----- Information shown -----

PR #4179, opened 2026-07-06
Fix #75551: cache negative class lookups in LegacyJavaShim

ngovus-inetsoft:
## Summary
- `LegacyJavaShim.tryLoad` scans the entire classpath on every failed `Class.forName` probe (the common case for non-class script identifiers during package navigation, e.g. `java`, `Tool`) and never cached the miss, so repeated navigation of the same name re-ran the full scan every time.
- Adds a bounded LRU negative cache (`NEGATIVE_CACHE`, capped at 10,000 entries) so a miss is remembered and short-circuits future probes for the same name, without the unbounded-growth risk the original code's comment was guarding against.

Verified via JFR profiling of the Composer condition-dialog "Browse Data" action: classloading/classpath-scan time for the repro dropped from the dominant cost (~57-76% of on-CPU samples across profiling runs) to effectively zero after the fix, with no change in behavior for legitimate class/package resolution.

## Test plan
- [x] `./mvnw install -pl core -DskipTests` builds cleanly
- [x] `LegacyJavaShimTest` passes (11 tests, 0 failures)
- [x] Re-profiled the original repro with JFR before/after — classpath-scan hotspot eliminated

### DIFF
--- a/core/src/main/java/inetsoft/util/script/graal/LegacyJavaShim.java
+++ b/core/src/main/java/inetsoft/util/script/graal/LegacyJavaShim.java
@@ -17,6 +17,7 @@
  */
 package inetsoft.util.script.graal;
 
+import com.github.benmanes.caffeine.cache.Caffeine;
 import inetsoft.sree.SreeEnv;
 import org.graalvm.polyglot.Context;
 import org.graalvm.polyglot.Value;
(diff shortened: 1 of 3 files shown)


jshobe-inetsoft (approved):
Approving based on Claude's code review which found no blocking issues and recommends merge. All checks pass and there are no merge conflicts.

PR #4409, opened 2026-07-27
75641, In multi-style chart with bar and line, the bars should dim

milotalon:
Root Cause:
A multi-style chart binds a chart type per measure, so one SVG holds both bar annotation groups (.inetsoft-bar, from BarVO) and line series groups (.inetsoft-line, from LineVO).

In chart-inline-svg.directive.ts, afterSvgInjected() treated the presence of any .inetsoft-line group as proof of a pure line chart and cleared elementGroupMap - the map that resolves a hovered row/col to its SVG group. That is correct for a pure line chart (its point markers are driven by the cursor-resolved series hover instead), but on a multi-style chart it also discarded the bar entries. The canvas-driven highlightElement(row, col) call then found nothing, inetsoft-active was never set, and the server-injected rule

svg:has(.inetsoft-bar.inetsoft-active) .inetsoft-bar:not(.inetsoft-active)
  { opacity: .2 !important }
never fired. Hovering a bar highlighted nothing and faded nothing.

Fix:
Both hover mechanisms now stay live when one SVG contains both (tracked as "mixedHover"):

- elementGroupMap is rebuilt excluding only .inetsoft-point instead of being cleared, so bars remain hoverable. A pure line chart has nothing else in the map, so it still ends up empty and its behavior is unchanged.
- The two mechanisms dim each other, so the hovered VO is the only bright thing in the plot: a bar hover fades the line series (inline opacity, since the series carry no inetsoft-active class), and a line-series hover - resolved from the cursor or from the snap guideline - fades the bars and their value labels.
- The line proximity hover stands down while a bar owns the highlight, so a line passing within the 50px "nearest series" radius cannot steal it from the bar under the cursor.
- The stacked-column key trim in highlightElements is skipped for such tiles, so every segment of a stacked bar column stays lit.

All of the new inline dimming is confined to single-tile mode; split (cross-tile) charts still dim through the parent component as before.

No backend change was required - appendHoverCSS already emits every chart type's hover rules regardless of the animation hint.

Covered by 7 new cases in chart-inline-svg.directive.spec.ts.

### DIFF
--- a/web/projects/portal/src/app/graph/objects/chart-inline-svg.directive.spec.ts
+++ b/web/projects/portal/src/app/graph/objects/chart-inline-svg.directive.spec.ts
@@ -337,6 +337,140 @@ describe("ChartInlineSvgDirective cross-tile dim", () => {
       });
    });
 
+   describe("multi-style chart (bars + line in one SVG)", () => {
+      // A multi-style chart binds a chart type per measure, so one SVG holds bar VOs and a line
+      // series. Both hover mechanisms must stay live: bars highlight by inetsoft-active (server
+      // :has() dim), the line resolves from the cursor and dims by inline opacity.
+      const html = `
+         <svg>
+            <g class="inetsoft-bar" data-row="0" data-col="0"></g>
+            <g class="inetsoft-bar" data-row="1" data-col="0"></g>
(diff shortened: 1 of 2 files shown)


jshobe-inetsoft (approved):

PR #4411, opened 2026-07-27
Bug #75778, keep bottom-tabs tables clear of the tab strip in Excel export

jshobe-inetsoft:
## Summary

When a table lives in a tab container with **Tabs on Bottom** enabled, exporting the viewsheet to Excel with *Expand Components* drew the tab strip on top of the table's last row(s).

## Root Cause

Two coordinate systems disagree in the Excel exporter (1 Excel row = `AssetUtil.defh` = 20 px):

- Table cells are snapped to the sheet's row grid — `ExcelTableHelper.writeTitleCell` / `ExcelCrosstabHelper` do `startY = PoiExcelVSUtil.ceilY(startY)` and each table row consumes a whole grid row. A table whose `pixelOffset.y` is not a multiple of 20 is therefore drawn up to 19 px lower than its pixel position, while its drawn height matches its assembly height.
- The tab strip is written as a picture at its exact pixel position (`PoiExcelVSExporter.writeVSTab` → `getAnchorPosition`), and in bottom-tabs mode `TabVSAssembly.updateChildPosition` pins the strip to the child's pixel bottom (`child.y + child.height`).

Because the strip sits exactly at the child's pixel bottom, there is no slack to absorb the grid rounding, so the table's last row always lands underneath the strip whenever the child's top is off-grid. Measured on the reported asset: table drawn 240–380 px, strip at 364 px.

This is not specific to shrink-to-fit — shrink only determines where the table lands. It reproduced with `shrink=false` and with a plain expanded 700-row table as well.

## Fix

`PoiExcelVSExporter.alignBottomTabsTables()` aligns the top of tables inside a bottom-tabs container down to the grid line (`floorY`) after `super.prepareSheet()` (which is where the shrink shift from #74933 is applied) and before the sheet's row/column grid is built. `ceilY` then becomes a no-op, so the drawn bottom stays above the strip.

Scoped to the Excel exporter only — PDF/PNG/HTML place both the table and the strip in exact pixels and are unaffected. Gated on `TabVSAssemblyInfo.isInBottomTabs`, so top-tab and non-tab tables produce byte-identical output. The offset is set on the child's `VSAssemblyInfo` (mutating the strip instead would re-anchor the child right back via `updateChildPosition`), and the mutation happens on the throwaway viewsheet clone created by `AbstractVSExporter.export()`.

## Test Plan

Verified against a running server by exporting the reporter's asset and measuring the raw XLSX geometry (cell rows vs. the picture's `xdr:from`/`xdr:to` anchors):

| asset variant | before | after |
| --- | --- | --- |
| shrink=true, 5 rows (as reported) | table 240–380, strip 364 → **overlap 16 px** | table 220–360, strip 364 → gap 4 px |
| shrink=false, 5 rows | table 80–380, strip 364 → **overlap 16 px** | table 60–360, strip 364 → gap 4 px |
| shrink=true, 700 rows (expanded) | table 80–14120, strip 14105 → **overlap 15 px** | table 60–14100, strip 14105 → gap 5 px |
| shrink=false, 700 rows (expanded) | table 80–14120, strip 14105 → **overlap 15 px** | table 60–14100, strip 14105 → gap 5 px |

Also verified: `TabVSAssemblyTest` passes (4/4); top-tab and non-tab Excel exports unchanged.

To reproduce manually: import the `tab.zip` asset from the issue, open it in the portal, export to Excel with *Expand Components*, and confirm the tab labels no longer sit on top of the table's last row.

Fixes Redmine #75778.

### DIFF
--- a/utils/inetsoft-xml-formats/src/main/java/inetsoft/report/io/viewsheet/excel/PoiExcelVSExporter.java
+++ b/utils/inetsoft-xml-formats/src/main/java/inetsoft/report/io/viewsheet/excel/PoiExcelVSExporter.java
@@ -223,19 +223,20 @@ public class PoiExcelVSExporter extends ExcelVSExporter {
     * Snapping the table down to the grid line makes {@code ceilY} a no-op so the drawn
     * bottom stays above the strip.</p>
     */
-   private void alignBottomTabsTables() {
+   // package-private for testing
+   void alignBottomTabsTables() {
       if(viewsheet == null) {
          return;
       }
 
       for(Assembly assembly : viewsheet.getAssemblies(true)) {
-         if(!(assembly instanceof TableDataVSAssembly) || !needExport((VSAssembly) assembly) ||
-            !TabVSAssemblyInfo.isInBottomTabs((VSAssembly) assembly))
+         if(!(assembly instanceof TableDataVSAssembly table) || !needExport(table) ||
+            !TabVSAssemblyInfo.isInBottomTabs(table))
          {
             continue;
          }
 
-         VSAssemblyInfo info = ((VSAssembly) assembly).getVSAssemblyInfo();
+         VSAssemblyInfo info = table.getVSAssemblyInfo();
          Point offset = info.getPixelOffset();
 
          if(offset == null) {
--- a/utils/inetsoft-xml-formats/src/main/java/inetsoft/report/io/viewsheet/excel/PoiExcelVSExporter.java
+++ b/utils/inetsoft-xml-formats/src/main/java/inetsoft/report/io/viewsheet/excel/PoiExcelVSExporter.java
@@ -163,6 +163,7 @@ public class PoiExcelVSExporter extends ExcelVSExporter {
       PoiExcelVSUtil.processOverlap(vsheet);
 
       super.prepareSheet(vsheet, sheetName, box);
+      alignBottomTabsTables();
       setUpSheet(sheetName);
 
       if(sheet == null) {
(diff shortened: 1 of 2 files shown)


jshobe-inetsoft:
Thanks — I traced all three items. Summary: **#3 is fixed in 5e47344**; #1 and #2 are not reachable/actionable, with details below.

### 1. `layoutPosition` unit mismatch — no change

The API description is right (`VSAssemblyInfo.java:778-790`, `:770-773`), but `scaledPosition` is always null by the time this runs, so `getLayoutPosition()` and `getLayoutPosition(false)` return the same raw, unscaled `layoutPosition` — the same coordinate space as `pixelOffset`:

- Both export entry points call `VSEventUtil.clearScale()` on the export clone before `exporter.export()`: `VSExportService.java:757` (current view) and `:826` (bookmarks), plus `ExportControllerService.java:217/279`. `clearScale()` (`VSEventUtil.java:348-364`) nulls `scaledPosition`/`scaledSize` and recurses into every child — explicitly *"don't use the scale-to-screen size for export"*.
- The layout path can't repopulate it: `AbstractLayout.apply()` calls `clearLayoutState()` then `setLayoutPosition()` (`AbstractLayout.java:165/244`, `PrintLayout.java:128`), and `setLayoutPosition()` itself nulls `scaledPosition`. `applyScale()` is only reached from runtime refresh (`CoreLifecycleService:596`, `RuntimeViewsheet:307`), never during export.
- `refreshAllAnnotations()` at `AbstractVSExporter.java:1155` does set `scaledPosition`, but only on annotation/line/rectangle infos — never on the `TableDataVSAssemblyInfo` this loop touches.

Also worth noting for consistency: the paired shrink shift from #74933, `VSTableDataHelper.applyShrunkBottomTabsShift()` (`:885-895`), uses the identical `getPixelOffset()`/`getLayoutPosition()`/`setLayoutPosition()` pattern. Switching to `getLayoutPosition(false)` here would make the two adjustments disagree, and wouldn't help anyway since `setLayoutPosition()` clears `scaledPosition` either way.

### 2. Overlap above the table — no change

The specific scenario named doesn't exist: a bottom-tabs child is positioned by `TabVSAssembly.updateChildPosition()` at `y = Math.max(0, bounds.y - childHeight)` (`TabVSAssembly.java:255-266`) — it is anchored *upward from the strip*. The tab strip is the child's only structural neighbour and it is below it; there is no container title bar above.

The residual is real but inherent to the 20px row grid and symmetric: the drawn top is quantized either way — it was `ceilY(y)` (1–19px *below* the pixel top, i.e. the reported bug) and is now `floorY(y)` (1–19px above). An assembly abutting the child's top flush would trade a 1–19px gap for a 1–19px overlap, but the grid cannot represent sub-row adjacency in either direction, and `PoiExcelVSUtil.processOverlap()` already runs before `prepareSheet()`. Flooring is the only direction that clears the strip.

### 3. No automated test — fixed in 5e47344

Fair point. Added `PoiExcelVSExporterTest` (9 tests, the first in `utils/inetsoft-xml-formats`; the module already declared the junit/mockito test deps): off-grid snap with the matching `layoutPosition` shift, floor-not-round, no-op when already grid-aligned, and the top-tabs / not-in-a-tab / non-table / `needExport`-excluded / null-offset / null-viewsheet skips — every branch and guard in the method. The infos are mocked because `VSAssemblyInfo`'s constructor reads `SreeEnv` properties, which this module has no equivalent of core's `SreeHomeExtension` to bootstrap.

Mutation-checked rather than just run green: flipping `floorY` → `ceilY` in the production code fails exactly the two tests that pin the flooring behavior.

### Style nit — applied

`instanceof TableDataVSAssembly table` pattern variable, dropping the three casts. Also relaxed `alignBottomTabsTables()` to package-private so the test can call it without reflection — it still has a single production caller, and the double `super.prepareSheet()` in `OfflineExcelVSExporter` was already calling it twice before this change (idempotent, since `floorY` is).

ngovus-inetsoft (approved):

PR #4418, opened 2026-07-27
Bug #75752, fix physical model graph moving unrelated table on drag

ngovus-inetsoft:
## Summary
- Dragging one table node in the physical model designer's graph view could also move (and select) an unrelated table when both were auto-aliases of the same source table (e.g. "Customer Region" and "Salesperson Region", both aliases of `REGIONS`).
- `selectNode()` short-circuited on a plain click whenever the clicked node was already part of the current `dragNodes` selection, without checking modifier keys, so a stale multi-node selection was never narrowed down to just the clicked node before a drag.
- Selecting a node also fed its tree path back up to the parent component, which re-derived the graph selection by matching *every* graph node sharing that tree path — since auto-alias tables share their source table's tree path, this re-widened the selection to include unrelated aliases.

## Fix
- `selectNode()` now always collapses a plain (non-ctrl/shift) click down to just the clicked node, even if it was previously part of a stale multi-selection.
- Added a `suppressNextSelectionSync` flag so a selection change originating in the graph itself (click, ctrl/shift-click, rubber-band select) is not immediately overwritten by the parent's echoed-back `selectedGraphModels`, which could resolve to multiple aliases of the same source table.

## Test plan
- [x] Manually reproduced in browser: opened a physical view with two auto-alias tables of the same source table, dragged one — confirmed only the dragged table moves/highlights, the other is untouched.


jshobe-inetsoft (approved):

PR #4422, opened 2026-07-28
fix(wiz): prevMirror's own AggregateInfo survives a dashboard reload

larryliang-inetsoft:
## Summary

A wiz dashboard's shared `prevMirror` correctly carried the first chart's own `AggregateInfo` through the entire compose flow, but silently lost its aggregates (keeping only the group) the moment the saved dashboard was reopened fresh — e.g. by `verify_visualization` — crashing that chart's own graph render with `Aggregate not found: <name>`.

**Root cause:** StyleBI's generic query-construction entry point (`AssetQuery.createAssetQuery`, invoked for every table on every viewsheet open via `AssetQuerySandbox#refreshColumnSelection`, entirely independent of the wiz merge code) resolves a mirror's aggregate columns down to their base table using outer-attribute qualification (`"<base>.<name>"`), then revalidates the mirror's `AggregateInfo` against that newly-qualified selection. `prevMirror`'s own aggregate refs still pointed at the original bare names, so that revalidation found no match and dropped them — while the group ref survived because groups are never routed through that same base-resolution step.

**Fix:** qualify `prevMirror`'s own `AggregateRef`s (not `GroupRef`s) with the same outer-attribute naming up front in `ensureBaseHasPrevMirror`, and keep `prevMirror`'s own column selection in sync, so StyleBI's independent re-derivation always finds a match.

Also included (found along the way, same class of bug):
- `Viewsheet#createMirrorTable` is now idempotent for any pre-existing mirror at a bare table name (not just its own naming convention) — it was re-wrapping a wiz dashboard's `prevMirror` on every subsequent chart merge, orphaning the first chart's aggregation.
- `WorksheetTableService` now sets `isAggregate(true)` alongside a non-empty `AggregateInfo` at original table construction time, fixing the same `isAggregate()`/`AggregateInfo` inconsistency at its source.

## Test plan

- [x] `WsMergeServiceTest` — 6/6 passing (new regression test: `prevMirrorAggregateRefsAreOuterAttributeQualifiedToMatchTheQueryEnginesOwnResolution`)
- [x] Full `inetsoft.web.wiz.**` + `ChartVSAQueryTest` suites — 539/539 passing, no regressions
- [x] Live verification: rebuilt the local StyleBI image, reproduced the crash on the real dashboard, applied the fix, confirmed `verify_visualization` now returns `ok:true` for the exact chart that was crashing, and for a sibling chart sharing the same physical table via `condMirror`
- [x] Confirmed clean logs (no `Aggregate not found` / `Column not found` for the fixed chart) after a full container restart (cold reproduction, ruling out any JVM-cache artifact)

### DIFF
--- a/core/src/main/java/inetsoft/uql/viewsheet/Viewsheet.java
+++ b/core/src/main/java/inetsoft/uql/viewsheet/Viewsheet.java
@@ -5300,11 +5300,24 @@ public class Viewsheet extends AbstractSheet implements VSAssembly, VariableProv
          return false;
       }
 
-      // break dependency cycle
+      // Already a mirror under this bare name -- the goal of this method (ensure the bare
+      // name a VS chart binds to is a mirror, not a directly-shared raw table) is already
+      // satisfied, regardless of what created it or what it wraps. The narrower check this
+      // replaced (matching only this method's own "{name}+OUTER_TABLE_SUFFIX" naming
+      // convention) misses mirrors created by OTHER code — e.g. a wiz dashboard's own
+      // prevMirror (WsMergeService#ensureBaseHasPrevMirror), which uses a "{name}_base"
+      // convention for what it wraps. Without this broader check, re-running this method
+      // (createMirrorTables runs on every repopulateWorksheet, i.e. once per chart merged
+      // into a wiz dashboard, and rescans EVERY VS assembly's table name every time, not
+      // just the newly-added one) renames that prevMirror out of the way and wraps it in a
+      // brand-new, empty-AggregateInfo mirror under the bare name every single time a later
+      // chart is merged — repeatedly re-wrapping deeper each time and eventually leaving the
+      // first chart's own VS binding pointing at emptied-out columns instead of the
+      // aggregation prevMirror was set up to carry. Confirmed live: a wiz dashboard's first
+      // chart crashed rendering with "Aggregate not found: <name>" only once enough
+      // additional charts sharing its physical table had been merged in afterward.
       if(table instanceof MirrorTableAssembly) {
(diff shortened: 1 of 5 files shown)


larryliang-inetsoft:
Addressed the review feedback:

1. **Blast radius / test coverage for the global `Viewsheet.java` change** — added `ViewsheetCreateMirrorTableTest` (package `inetsoft.uql.viewsheet`, no wiz dependency), which builds a worksheet where a bare-named table is already wrapped by an unrelated pre-existing mirror and asserts `createMirrorTable` doesn't re-wrap it. Confirmed this test fails against the pre-fix code (re-wraps and renames the mirror out to `T_O`).

2. **Missing 3rd-chart / outer-mirror-adaptation test coverage** — added `aThirdChartSharingTheSamePhysicalTableReusesTheExistingPrevMirrorUnchanged` (exercises the `wizMirror != null` early-return path) and `adaptsAPreExistingNonWizMirrorInPlaceInsteadOfCreatingAnUnreachableOne` (exercises the `outerMirror != null` in-place-adaptation path) to `WsMergeServiceTest`.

-----

Assignment = Could you return exactly the lines above from the line with "replaced (matching only" to the line with "prevMirror (WsMergeService#ensureBaseHasPrevMirror), which", both included, and nothing else?

Exercise result =
+      // replaced (matching only this method's own "{name}+OUTER_TABLE_SUFFIX" naming
+      // convention) misses mirrors created by OTHER code — e.g. a wiz dashboard's own
+      // prevMirror (WsMergeService#ensureBaseHasPrevMirror), which uses a "{name}_base"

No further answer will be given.